AVAILABLE RECORDS:
++++

PR #987, opened 2022-06-15
Add webradio stream title with icecast/shoutcast

medismail:
Add support for webradio stream title

### DIFF
--- a/appinfo/app.php
+++ b/appinfo/app.php
@@ -76,6 +76,7 @@ function adjustCsp(IAppContainer $container) {
 
 		foreach ($radioSources as $source) {
 			$policy->addAllowedMediaDomain($source);
+			$policy->addAllowedConnectDomain($source);
 		}
 
 		foreach ($radioHlsSources as $source) {
--- a/js/shared/icecastMetadata.js
+++ b/js/shared/icecastMetadata.js
@@ -1,0 +1,176 @@
+/**
+ * ownCloud - Music app
+ *
+ * This file is licensed under the Affero General Public License version 3 or
+ * later. See the COPYING file.
+ *
+ * @author Moahmed-Ismail MEJRI <mmismailm@hotmail.com>
+ * @copyright Moahmed-Ismail MEJRI 2022
+ */
+
+import IcecastReadableStream from './icecast-metadata-js/IcecastReadableStream.js';
+
+OCA.Music = OCA.Music || {};
+
+OCA.Music.ReadStreamMetaData = function(endpoint, onMetaDataCb, method) {
+    var StreamSource = {
+        SHOUTCAST_V1: 'SHOUTCAST_V1',
+        SHOUTCAST_V2: 'SHOUTCAST_V2',
+        STREAM: 'STREAM',
+        ICECAST: 'ICECAST'
+    };
+
+    function getShoutcastV1Station(url, callback) {
+        url = url + '/7.html';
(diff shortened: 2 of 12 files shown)


paulijar:
Thanks! I'll check this out as soon as I have time. One quick comment though: icecast-metadata-js is a 3rd party library and it should be available as an NPM package. So there should be no need to copy it to our version control. It should be sufficient to run `npm i icecast-metadata-js` in the `build` folder and then require the new library in https://github.com/owncloud/music/blob/master/js/index.app.js.

On the other hand, if a 3rd party library couldn't be obtained as a node module, then it should reside under `js/vendor` instead of `js/shared`.

medismail:
Thank you for review, icecast-metadata-js can be added from npm this is the repo: https://github.com/eshaz/icecast-metadata-js/tree/master/src/icecast-metadata-js#readme
I didn't find how to add it properly so I copy the files.
I think also I have a issue to update media session each time the title change, because the $scope.$watch for CurrentTrack not start when I change  CurrentTrack.currentTitle.

appinfo/app.php
```diff
@@ -76,6 +76,7 @@ function adjustCsp(IAppContainer $container) {
 
 		foreach ($radioSources as $source) {
 			$policy->addAllowedMediaDomain($source);
+			$policy->addAllowedConnectDomain($source);
```
paulijar, line 79: This is somewhat problematic because by default, this now makes a rather large hole to the CSP. The default allowed radio sources is *:* so after this, any javascript running within ownCloud/Nextcloud is allowed to connect which ever URL it likes. This basically undermines the whole point of the Content Security Policy. Also, this is the reason, why I require each cloud administrator to whitelist the HLS radio sources they like to allow: Playing the HLS streams requires this connect-src CSP rule, and I don't want to automatically weaken the security of each and every cloud instance running this app.

Maybe the solution might be to relay all this metadata loading via our own server? So the Music app PHP backend would have a REST API to get the radio metadata and its implementation would make the calls to the icecast/shoutcast servers. I believe this would help also with the cases where the icecast/shoutcast server doesn't define the needed CORS headers.

js/shared/icecastMetadata.js
```diff
@@ -0,0 +1,176 @@
...
+                options
+            );
+
+            await icecast.startReading();
+        });
+    }
+
+    var methodHandler = undefined;
+
+    switch (method) {
```
paulijar, line 157: Apparently the code is now always using the "STREAM" method? Is there any reason to have these others here? In which case would they be useful?

appinfo/app.php
medismail: I agree that with php it will be easier and more secure, I was thinking that using the server to load information is more bad, if you agree I will try new method with php in the server.

paulijar: Please do. That shouldn't generate too much server load as the metadata is loaded with rather limited rate.

PS. I'll be busy with other things for the next week, so I probably can't give any more feedback during the next ~7 days. But I will review any updates as soon possible.

js/shared/icecastMetadata.js
medismail: Yes, I was preparing add support to for shoutcast stream title using url parsing, most of radios today use icecast metadata so is not important.

paulijar:
superseded by https://github.com/owncloud/music/pull/992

++++

PROBLEM REQUIREMENTS: A single number is the whole answer: how many lines in the entries hold the word "more".

RESPONSE BOX: 2